Yesterday’s Gospel (Luke 18:1–8) is sticking with me. It’s tells the story of a persistent widow who refuses to give up. She pleads with a judge for justice, again and again, until he relents—not because he is just, but because she will not stop asking. Jesus shares this parable so that we “ought always to pray and not lose heart.”
If I’m honest, persistence in prayer is a muscle I need to strengthen. Sometimes I feel totally connected to God in prayer and other times I grow weary and wonder if I’m asking enough for the overwhelming needs in my life, my family and friends lives and the entire world. But the Gospel reminds me: keep asking. Not because God is reluctant, but because He is forming me in the asking.

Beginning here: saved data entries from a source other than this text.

PR #5499, opened 2022-03-18
EVG-13488: Return recently terminated hosts in MyHosts resolver

minnakt:
[EVG-13488](https://jira.mongodb.org/browse/EVG-13488)

### Description 
This PR makes it so that recently terminated hosts are returned alongside non-terminated hosts in the `MyHosts` resolver. "Recently terminated" in this case means any hosts that were terminated in the last 5 minutes.

### Testing 
- Modified data & results for `graphql/tests/myHosts`
- Checked on staging that if I terminated a host, it would be returned in the `GET_MY_HOSTS` query for the next 5 minutes


graphql/tests/myHosts/data.json
```diff
@@ -67,6 +67,73 @@
...
+        "$date": "2020-07-20T14:48:05.256Z"
+      },
+      "start_time": {
+        "$date": "2020-07-20T14:48:27Z"
+      },
+      "agent_start_time": {
+        "$date": "2020-07-20T14:49:20.449Z"
+      },
+      "termination_time": {
+        "$date": "5000-01-01T00:00:00Z"
```
minnakt, line 102: Usually when we unit test time-dependent functions we can just set the field of the struct to `time.Now()`. But since the data for `graphql` tests comes from a JSON, I couldn't find a way to do that.

To get around this I set this `termination_time` to be in the year 5000, which means that technically it has been terminated in the last 5 minutes, so this host should be returned. I can remove this if you think it's okay to assume that the query works without actually testing it

graphql/resolvers.go
```diff
@@ -1070,14 +1070,30 @@ func (r *queryResolver) MyVolumes(ctx context.Context) ([]*restModel.APIVolume,
...
+		err = apiHost.BuildFromService(host)
+		if err != nil {
+			return nil, InternalServerError.Send(ctx, fmt.Sprintf("Error building APIHost from service: %s", err.Error()))
+		}
+		apiHosts = append(apiHosts, &apiHost)
+	}
+	for _, host := range recentlyTerminatedHosts {
 		apiHost := restModel.APIHost{}
 		err = apiHost.BuildFromService(host)
 		if err != nil {
```
khelif96, line 1099: You can combine runningHosts and recentlyTerminatedHosts before the for loop and only have 1 for loop instead of 2 which would reduce allot of duplicated code.

graphql/tests/myHosts/data.json
khelif96: But what happens when we get to the year 5000 our tests will break! JK

But you did reveal a flaw in the way we seed our data that makes it difficult to test features that rely on time. Could you open a ticket so we can look into this and maybe come up with a way to get around this.

khelif96 (approved):
Great job just had 1 suggestion

graphql/tests/myHosts/data.json
minnakt: Opened [EVG-16565](https://jira.mongodb.org/browse/EVG-16565) 🤓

Saint Augustine said that God sometimes delays His gifts so that our hearts might expand. That delay is not punishment—it’s preparation. The waiting tills the soil. The longing deepens the roots. The unanswered prayer becomes its own kind of grace, shaping me into someone who can receive.
Still, I need help. I need to ask God to grow this persistence in me—to stretch my heart, to strengthen my hope, to keep me faithful when the answers are slow in coming. I want to be found praying, not fainting. Asking, not resigning. Trusting, not turning away.
Lord, help me to keep knocking. Help me to remain faithful.